» **Assigned task**: Your answer should consist of every line from the records that holds the string "waiting".

» **Stored data entries**:
########################################
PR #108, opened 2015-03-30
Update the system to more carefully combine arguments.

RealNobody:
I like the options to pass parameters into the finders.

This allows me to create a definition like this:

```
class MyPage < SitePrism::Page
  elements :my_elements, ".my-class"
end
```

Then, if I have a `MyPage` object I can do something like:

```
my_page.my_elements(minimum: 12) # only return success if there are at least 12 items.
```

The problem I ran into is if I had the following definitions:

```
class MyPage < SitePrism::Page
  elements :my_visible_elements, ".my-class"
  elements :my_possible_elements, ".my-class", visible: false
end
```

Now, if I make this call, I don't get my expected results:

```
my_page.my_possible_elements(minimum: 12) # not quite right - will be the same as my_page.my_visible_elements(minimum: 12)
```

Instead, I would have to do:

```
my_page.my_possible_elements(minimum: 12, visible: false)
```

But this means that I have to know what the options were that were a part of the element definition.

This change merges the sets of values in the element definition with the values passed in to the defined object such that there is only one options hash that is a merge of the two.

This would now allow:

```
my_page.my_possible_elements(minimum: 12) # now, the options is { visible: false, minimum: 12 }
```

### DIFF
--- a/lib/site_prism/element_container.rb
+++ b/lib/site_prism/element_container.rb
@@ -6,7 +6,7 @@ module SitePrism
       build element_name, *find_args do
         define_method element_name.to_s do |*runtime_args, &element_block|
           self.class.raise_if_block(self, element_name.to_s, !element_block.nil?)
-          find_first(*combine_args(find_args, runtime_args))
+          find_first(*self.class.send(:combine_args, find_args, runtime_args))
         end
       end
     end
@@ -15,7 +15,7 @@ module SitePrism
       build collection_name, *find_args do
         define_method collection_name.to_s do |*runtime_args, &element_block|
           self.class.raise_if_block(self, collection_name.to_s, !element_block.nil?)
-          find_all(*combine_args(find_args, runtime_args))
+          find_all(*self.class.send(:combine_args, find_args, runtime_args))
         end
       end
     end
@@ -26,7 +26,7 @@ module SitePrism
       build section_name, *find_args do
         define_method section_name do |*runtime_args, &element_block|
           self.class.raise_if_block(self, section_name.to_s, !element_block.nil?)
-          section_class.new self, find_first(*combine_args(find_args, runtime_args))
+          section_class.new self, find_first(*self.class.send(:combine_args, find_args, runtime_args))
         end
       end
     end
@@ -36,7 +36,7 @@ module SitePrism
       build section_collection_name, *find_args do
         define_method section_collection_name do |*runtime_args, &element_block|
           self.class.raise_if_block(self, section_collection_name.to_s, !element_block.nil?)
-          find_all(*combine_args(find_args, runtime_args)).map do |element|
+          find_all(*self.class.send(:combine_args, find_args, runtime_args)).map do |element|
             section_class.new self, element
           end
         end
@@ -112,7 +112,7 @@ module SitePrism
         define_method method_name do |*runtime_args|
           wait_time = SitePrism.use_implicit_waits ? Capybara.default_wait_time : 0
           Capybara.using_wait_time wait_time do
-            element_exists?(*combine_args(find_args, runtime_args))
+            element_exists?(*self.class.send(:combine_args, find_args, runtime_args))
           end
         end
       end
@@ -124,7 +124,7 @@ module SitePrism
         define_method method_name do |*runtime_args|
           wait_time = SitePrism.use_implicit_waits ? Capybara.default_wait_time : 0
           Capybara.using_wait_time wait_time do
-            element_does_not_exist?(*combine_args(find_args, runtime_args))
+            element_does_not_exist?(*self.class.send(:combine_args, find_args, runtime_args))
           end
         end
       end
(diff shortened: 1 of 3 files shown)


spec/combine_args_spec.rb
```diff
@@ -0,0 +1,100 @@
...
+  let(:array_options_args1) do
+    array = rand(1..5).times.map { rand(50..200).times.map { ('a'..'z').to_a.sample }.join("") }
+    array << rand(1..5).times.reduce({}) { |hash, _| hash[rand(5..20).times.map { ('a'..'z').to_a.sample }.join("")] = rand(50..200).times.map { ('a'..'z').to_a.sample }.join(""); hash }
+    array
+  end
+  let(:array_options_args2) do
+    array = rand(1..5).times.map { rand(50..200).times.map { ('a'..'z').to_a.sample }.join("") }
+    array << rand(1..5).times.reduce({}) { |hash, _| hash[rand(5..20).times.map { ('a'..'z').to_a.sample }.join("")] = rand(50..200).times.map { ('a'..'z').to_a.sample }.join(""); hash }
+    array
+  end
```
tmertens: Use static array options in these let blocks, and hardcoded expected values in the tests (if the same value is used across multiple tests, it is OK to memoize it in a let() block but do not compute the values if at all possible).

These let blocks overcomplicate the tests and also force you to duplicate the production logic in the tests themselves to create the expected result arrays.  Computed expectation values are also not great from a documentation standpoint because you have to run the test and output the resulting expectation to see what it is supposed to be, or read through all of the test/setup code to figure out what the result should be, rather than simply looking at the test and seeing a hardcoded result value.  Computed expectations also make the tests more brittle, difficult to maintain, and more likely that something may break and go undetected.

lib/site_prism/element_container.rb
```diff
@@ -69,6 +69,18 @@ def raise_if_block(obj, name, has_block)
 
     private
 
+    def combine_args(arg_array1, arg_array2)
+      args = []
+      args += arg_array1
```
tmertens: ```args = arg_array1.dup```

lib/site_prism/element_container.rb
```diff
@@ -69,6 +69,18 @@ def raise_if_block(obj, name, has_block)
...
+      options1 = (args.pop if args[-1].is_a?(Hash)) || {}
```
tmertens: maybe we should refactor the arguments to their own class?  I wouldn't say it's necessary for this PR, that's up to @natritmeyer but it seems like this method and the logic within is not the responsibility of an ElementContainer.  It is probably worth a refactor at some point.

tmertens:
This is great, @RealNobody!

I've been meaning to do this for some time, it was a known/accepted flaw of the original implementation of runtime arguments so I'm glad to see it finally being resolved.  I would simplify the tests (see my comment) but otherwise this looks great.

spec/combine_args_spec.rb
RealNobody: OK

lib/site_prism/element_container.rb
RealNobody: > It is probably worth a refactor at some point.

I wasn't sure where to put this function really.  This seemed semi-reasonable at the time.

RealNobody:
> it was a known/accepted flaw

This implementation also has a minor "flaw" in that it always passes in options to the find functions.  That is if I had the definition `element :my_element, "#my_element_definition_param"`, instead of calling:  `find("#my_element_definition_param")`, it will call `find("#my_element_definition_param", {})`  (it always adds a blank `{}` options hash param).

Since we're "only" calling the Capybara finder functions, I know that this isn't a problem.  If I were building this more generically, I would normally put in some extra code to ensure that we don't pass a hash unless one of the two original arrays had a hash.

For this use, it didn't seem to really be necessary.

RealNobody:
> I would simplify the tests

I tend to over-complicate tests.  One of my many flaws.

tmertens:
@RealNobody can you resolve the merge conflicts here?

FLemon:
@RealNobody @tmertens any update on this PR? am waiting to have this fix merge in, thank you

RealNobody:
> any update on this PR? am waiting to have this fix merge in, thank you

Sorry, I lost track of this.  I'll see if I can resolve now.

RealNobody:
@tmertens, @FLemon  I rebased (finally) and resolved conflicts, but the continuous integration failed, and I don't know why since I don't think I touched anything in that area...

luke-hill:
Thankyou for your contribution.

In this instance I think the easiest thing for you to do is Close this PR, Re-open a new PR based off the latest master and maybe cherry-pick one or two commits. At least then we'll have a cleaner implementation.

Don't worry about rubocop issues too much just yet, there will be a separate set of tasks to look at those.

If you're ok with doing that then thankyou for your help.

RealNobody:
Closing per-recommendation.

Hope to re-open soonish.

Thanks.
########################################
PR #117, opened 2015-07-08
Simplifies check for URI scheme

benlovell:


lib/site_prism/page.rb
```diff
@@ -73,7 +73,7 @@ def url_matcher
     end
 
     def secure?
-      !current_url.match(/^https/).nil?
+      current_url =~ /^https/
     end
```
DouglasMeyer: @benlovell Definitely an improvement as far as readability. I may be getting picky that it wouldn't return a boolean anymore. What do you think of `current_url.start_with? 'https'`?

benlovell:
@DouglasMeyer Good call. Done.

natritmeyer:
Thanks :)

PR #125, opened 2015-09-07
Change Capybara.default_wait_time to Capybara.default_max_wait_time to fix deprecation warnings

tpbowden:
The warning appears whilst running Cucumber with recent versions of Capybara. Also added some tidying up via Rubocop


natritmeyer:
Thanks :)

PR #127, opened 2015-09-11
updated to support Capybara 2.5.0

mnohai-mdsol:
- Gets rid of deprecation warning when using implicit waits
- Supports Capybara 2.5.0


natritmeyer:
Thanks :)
########################################
» **Solution to the exercise**:
@RealNobody @tmertens any update on this PR? am waiting to have this fix merge in, thank you
> any update on this PR? am waiting to have this fix merge in, thank you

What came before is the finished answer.